Web3 advocates often assert that supporting creatives will spark mass adoption: by tokenizing art, music, and other cultural outputs, platforms hope to attract entire fan bases. Yet this message frequently hides deeper challenges:
- Exposure-Only Offers: Early Web3 job postings and collaborations commonly offered only “exposure” instead of direct payment. A 2023 survey found that about 43 percent of freelance creatives earned under $10,000 annually, often blaming unpaid or underpaid exposure-based projects for their financial strain (Lin Kyi et al., 2025).
- Investment Focus on High-Visibility Projects: Venture capital has often gone to highly visible, speculative “pleasure projects,” while initiatives aimed at long-term community growth and creative partnerships struggle to find similar support. For example, an AI-driven creator platform raised $4.5 million in seed funding in early 2025 despite limited community engagement (Cointelegraph, 2025).

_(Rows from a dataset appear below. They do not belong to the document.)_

PR #185, opened 2016-08-18
Added custom logging class wrapping unity logger.

Mizipzor:
This was discussed in #94.

I've made the methods look like the ones already in Unity so that you can simply swap anywhere it says `Debug.LogError()` to say `Logger.LogError()` and all its variants. 

It has a minimum level that defaults to `Info`, only that level and more severe levels are logged. This means by default the level `Verbose` is hidden.

Verbose is the only new "level" compared to what Unity has. It's intended for everyone to go completely nuts with logging here. Since its hidden by default it wont affect anyone and should only be enabled when developing or debugging. This addresses the concerns with how much you are allowed to log, and how much of your debugging logging you should strip out when you make a pull request.

There is a neat trick to using this that might not be immediately obvious. What you do is set the `minimumLevel` to `Exception`, essentially hiding _all_ logging. Then you **don't** use the logging class but instead use the regular Unity `Debug.Log` thereby bypassing the filter. When you are done, you change all your logging lines to use `Logger`.

### DIFF
--- a/Assets/Scripts/Utilities/Logger.cs
+++ b/Assets/Scripts/Utilities/Logger.cs
@@ -1,0 +1,134 @@
+﻿using System;
+using UnityEngine;
+
+public static class Logger
+{
+    public enum Level
+    {
+        Exception,
+        Assertion,
+        Error,
+        Warning,
+        Info,
+        Verbose
+    }
+
+    // TODO: Not used yet but it's the logical next step.
+    public enum Channel
+    {
+        Default
+    }
+
+    static Level minimumLevel = Level.Info;
+
+    public static void LogException(Exception exception)
+    {
+        // Exceptions are special as they support neither formatting nor message
+        if (minimumLevel <= Level.Exception)
+        {
+            Debug.LogException(exception);
+        }
+    }
+
+    public static void LogAssertion(string message)
+    {
+        Log(Level.Assertion, message);
+    }
+
+    public static void LogAssertionFormat(string format, params object[] args)
+    {
+        Log(Level.Assertion, format, args);
+    }
+
+    public static void LogError(string message)
+    {
+        Log(Level.Error, message);
+    }
+
+    public static void LogErrorFormat(string format, params object[] args)
+    {
+        Log(Level.Error, format, args);
+    }
+
+    public static void LogWarning(string message)
+    {
+        Log(Level.Warning, message);
+    }
+
+    public static void LogWarningFormat(string format, params object[] args)
+    {
+        Log(Level.Warning, format, args);
+    }
+
+    public static void LogInfo(string message)
+    {
+        Log(Level.Info, message);
+    }
+
+    public static void LogInfoFormat(string format, params object[] args)
+    {
+        Log(Level.Info, format, args);
+    }
+
+    public static void LogVerbose(string message)
+    {
+        Log(Level.Verbose, message);
+    }
+
+    public static void LogVerboseFormat(string format, params object[] args)
+    {
+        Log(Level.Verbose, format, args);
+    }
+
+    /// <summary>
+    /// Alias for info.
+    /// </summary>
+    public static void Log(string message)
+    {
+        Log(Level.Info, message);
+    }
+
+    /// <summary>
+    /// Alias for info.
+    /// </summary>
+    public static void LogFormat(string message, params object[] args)
+    {
+        Log(Level.Info, message, args);
+    }
+
+    public static void Log(Level level, string message, params object[] formatArgs)
+    {
+        if (level > minimumLevel)
+        {
+            return;
+        }
+
+        if (formatArgs.Length > 0)
+        {
+            message = string.Format(message, formatArgs);
+        }
+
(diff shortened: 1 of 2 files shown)


Assets/Scripts/Utilities/Logger.cs
```diff
@@ -0,0 +1,134 @@
...
+        Verbose
+    }
+
+    // TODO: Not used yet but it's the logical next step.
+    public enum Channel
+    {
+        Default
+    }
+
+    static Level minimumLevel = Level.Info;
```
OzieGamma: Wouldn't `const Level defaultMinimumLevel = Level.Info;` be more redable ?

Assets/Scripts/Utilities/Logger.cs
```diff
@@ -0,0 +1,134 @@
...
+
+        if (formatArgs.Length > 0)
+        {
+            message = string.Format(message, formatArgs);
+        }
+
+        switch (level)
+        {
+            case Level.Exception:
+                throw new InvalidOperationException("Exceptions are logged in a special way. You shouldnt see this message");
```
OzieGamma: This seems very unexpected behavior. Is that what Unity does ?
I mean the last thing I want as a dev is the logger to throw exceptions ... Better to log the fact that this is not proper use of the function no ?

I would simply do

```csharp
Debug.LogException(new InvalidOperationException("Exceptions should be logged using LogException(Exception). Log message: " + message));
```

Assets/Scripts/Utilities/Logger.cs
```diff
@@ -0,0 +1,134 @@
...
+                Debug.LogWarning(message);
+                break;
+            case Level.Info:
+                Debug.Log(message);
+                break;
+            case Level.Verbose:
+                Debug.Log(message);
+                break;
+            default:
+                throw new ArgumentException("Unhandled level: " + level, "level");
```
OzieGamma: Again, I would log this instead of throwing. Why make the game crash to the player because a Log was not properly configured ?

Assets/Scripts/Utilities/Logger.cs
```diff
@@ -0,0 +1,134 @@
...
+    {
+        Log(Level.Info, message);
+    }
+
+    public static void LogInfoFormat(string format, params object[] args)
+    {
+        Log(Level.Info, format, args);
+    }
+
+    public static void LogVerbose(string message)
```
OzieGamma: Add [ConditionalAttribute("DEBUG")] ?

So that all the LogVerbose functions don't even make it to a release build ? (Not sure if supported by Unity)

http://stackoverflow.com/questions/5080477/debug-only-code-that-should-run-only-when-turned-on

Assets/Scripts/Utilities/Logger.cs
Mizipzor: You're absolutely right, I forgot that this method was public and someone might actually call it with the Exception level manually. I will probably change this method to private. Good review.

Assets/Scripts/Utilities/Logger.cs
Mizipzor: No. I believe in crashing early and crashing often. This default forces a crash rather than silently ignoring the message. This can currently not happen. This is only meant for when someone adds a new level but forgets to add the corresponding switch statement. If this "crash" gets out, it means that someone added a level but never bothered to test logging with that level.

Assets/Scripts/Utilities/Logger.cs
Mizipzor: The thing is I _want_ this to be available in a release build. If someone has a bug, we ask to have them reproduce the bug with verbose logging enabled.

Assets/Scripts/Utilities/Logger.cs
OzieGamma: I understand and the compiler will probably issue a warning. 

But should the game crash ? For a wrong log level ? Can't we log the fact the we used the log wrong ? (Meta-logging !)

Assets/Scripts/Utilities/Logger.cs
OzieGamma: Good point ! People were saying that there is too much logging and it's a performance issue. That's were my comment comes from

Assets/Scripts/Utilities/Logger.cs
Mizipzor: Crashing is not bad. As long as it happens at the developer. It's a mistake you can't miss. A logged error message you can miss.

Crashes at the end user is bad. And for this case, it means that code has reached the end user without ever being run. Which is really bad. And for that case I'm willing to risk a crash.

But to be fair, "to crash or not to crash" is one of the holy wars at work. I say crash early and often, some say crash never.

OzieGamma: Indeed. I say: try to recover, if you can’t crash early and often ;)

quill18:
We definitely wanted a custom logger at some point so that we could also redirect messages to log files on the end user's computer to aid in debug. Merged!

1.2 Mobility, Burnout, and Network Effects
- “Do-It-All” Expectations: Creators relying on token drops or NFT launches have faced major ups and downs. When market demand shifts, even well-known creators can see token values collapse. Creators often end up handling marketing, community outreach, technical setup, and financial management all on their own, leading to burnout.
- Advantage for Well-Funded Creators: Those with existing industry connections or outside funding navigate downturns more easily. Creators without such networks—regardless of the quality of their work—often struggle to get noticed or to make a stable living within token-driven systems.
2. P00LS: From Social Tokens to Phase-Out
2.1 Launch and Early Adoption
P00LS launched in mid-2023 as a platform that allowed creators to mint personalized social tokens and offer perks—such as exclusive content, voting rights, or special experiences—to token holders. Early promotion stressed:
- Creator Ownership: Messaging framed tokens as a way for creators to “own their economy” by forging direct financial ties with fans.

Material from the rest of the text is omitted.